Filtering and adding columns

Here’s our table from the last lecture:

include tables

include shared-gdrive("cs111-2020.arr", "1imMXJxpNWFCUaawtzIJzPhbDuaLHtuDX")

municipalities = table: name, city, population-2000, population-2010
  row: "Providence", true, 173618, 178042
  row: "Cranston", true, 79269, 80387
  row: "Coventry", false, 33668, 35014
  row: "Warwick", true, 85808, 82672,
  row: "North Providence", false, 32411, 32078
end

Last time, we wrote a function that takes a single row of the table and determines whether the population is decreasing:

fun population-decreased(r :: Row) -> Boolean:
  doc: "returns true if the municipality's population went down between '00 and '10"
  r["population-2010"] < r["population-2000"]
end

We can use filter-with to return a new table of just the rows where population-decreased evaluates to true:

> filter-with(municipalities, population-decreased)

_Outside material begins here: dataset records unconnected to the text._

PR #73, opened 2021-09-13
Added firstTimeSetup script

gregmaxin:
A quick PR to help with the setup of the dev environment. This is for Ubuntu and WSL devs

Note: this does not cover 

- [ ] Setting up Heroku (you should follow [this](https://www.notion.so/uwblueprintexecs/Local-Database-Setup-82d0c72f8361447a95394967522477f3)
- [x] Setting up the environment file

### DIFF
--- a/fireTimeSetup.sh
+++ b/fireTimeSetup.sh
@@ -1,0 +1,10 @@
+sudo apt-get update
+sudo apt-get upgrade
+
+sudo apt-get install nodejs node.js npm
+
+#heroku
+curl https://cli-assets.heroku.com/install.sh | sh
+
+npm install
+npm update
--- a/fireTimeSetup.sh
+++ b/fireTimeSetup.sh
@@ -6,5 +6,4 @@ sudo apt-get install nodejs yarnpkg npm
 #heroku
 curl https://cli-assets.heroku.com/install.sh | sh
 
-npm install
-npm update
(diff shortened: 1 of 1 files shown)


fireTimeSetup.sh
```diff
@@ -0,0 +1,10 @@
+sudo apt-get update
+sudo apt-get upgrade
+
+sudo apt-get install nodejs node.js npm
+
+#heroku
+curl https://cli-assets.heroku.com/install.sh | sh
+
+npm install
+npm update
```
MatoPlus: We are using yarn, our dependency lock is in our `yarn.lock` file. We can replace it with a yarn install.
```suggestion
yarn
```

fireTimeSetup.sh
```diff
@@ -0,0 +1,10 @@
+sudo apt-get update
+sudo apt-get upgrade
+
+sudo apt-get install nodejs node.js npm
```
MatoPlus: We also want to install `yarn`, is `node.js` a real package?
```suggestion
sudo apt-get install nodejs yarnpkg npm
```

MatoPlus (commented):
Looking good! Thanks for setting this up. Just a few concerns on my end.

MatoPlus (approved):
LGTM!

Notice that we’re passing a function as the second argument to filter-with. This function has to take in a Row and return a Boolean.

We can use this operation to get just the cities:

fun is-city(r :: Row) -> Boolean:
  doc: "get the value in the row's city column"
  r["city"]
end

> filter-with(municipalities, is-city)

And, we can combine all of these operations. How would we get the city with the smallest population?

> sort-by(filter-with(municipalities, is-city), "population-2010", true).row-n(0)

Population change

Let’s work on solving a problem using our RI municipalities data. Let’s say we’re trying to figure out what the fastest-growing towns are in RI. In other words, we want a table containing only towns, sorted by the percent change in population. How would we go about doing this? What are the subtasks of this problem?

  • Filtering out the cities
  • Calculating percentage change in population
  • Building a column for percentage change
  • Sorting on that column in descending order

See the lecture capture for details on how this program is built up. Here’s what we ended up with:

include tables
include gdrive-sheets
include image

include shared-gdrive("cs111-2020.arr", "1imMXJxpNWFCUaawtzIJzPhbDuaLHtuDX")


municipalities = table: name, city, population-2000, population-2010
  row: "Providence", true, 173618, 178042
  row: "Cranston", true, 79269, 80387
  row: "Coventry", false, 33668, 35014
  row: "Warwick", true, 85808, 82672
  row: "North Providence", false, 32411, 32078
end

fun is-town(r :: Row) -> Boolean:
  not(r["city"])
end
fun percent-change(r :: Row) -> Number:
  (r["population-2010"] - r["population-2000"]) /
  r["population-2000"]
end

towns = filter-with(municipalities, is-town)
towns-with-percent-change = build-column(towns, "percent-change", percent-change)
fastest-growing-towns = sort-by(towns-with-percent-change, "percent-change", false)
fastest-growing-towns

Adding columns

We can write functions on rows that don’t return Booleans:

fun percent-change(r :: Row) -> Number:
  (r["population-2010"] - r["population-2000"]) /
  r["population-2000"]
end

We can add columns to tables using another operation: build-column.

build-column :: (t :: Table, colname :: String, builder :: (Row -> A)) -> Table

What’s going on in that signature? In particular, what’s the type of the builder parameter? builder needs to be a function that takes a row and returns…something! The values it returns will be the values in the new column we’re adding to each row. Imagine we have the following table:

a b
“dog” 2
“cat” 3

Let’s call this table t. If we have a function builder, then the value of build-column(t, "c", builder) is

a b c
“dog” 2 builder(<"dog", 2>)
“cat” 3 builder(<"cat", 3>)

For example, if we have:

fun builder(r :: Row) -> Number:
  string-length(row["a"]) + row["b"]
end

Then we end up with the following table:

a b c
“dog” 2 5
“cat” 3 6

Loading Google Sheets into Pyret

Later in this course, we’ll be working with very large tables, which would be a real pain to type into Pyret by hand. I’ve been unwilling to do that even for the 39 municipalities in Rhode Island! Luckily, we don’t have to type tables manually into Pyret–instead, we can load them from Google Sheets!

I’ve made a spreadsheet version of our RI municipality data, which includes every town and city. We can load it into Pyret as follows:

include tables
include gdrive-sheets

include shared-gdrive("cs111-2020.arr", "1imMXJxpNWFCUaawtzIJzPhbDuaLHtuDX")

ssid = "1jHvn5CPE6RkTTQRIXQbY5n5p4aiOH7fZsnwK2s6s6tc"
spreadsheet = load-spreadsheet(ssid)

municipalities = load-table: name :: String, city :: Boolean,
  population-2000 :: Number, population-2010 :: Number
  # true because the sheet has a "header" row
  source: spreadsheet.sheet-by-name("municipalities", true)
end

We can then work with this table just as if we had entered it manually.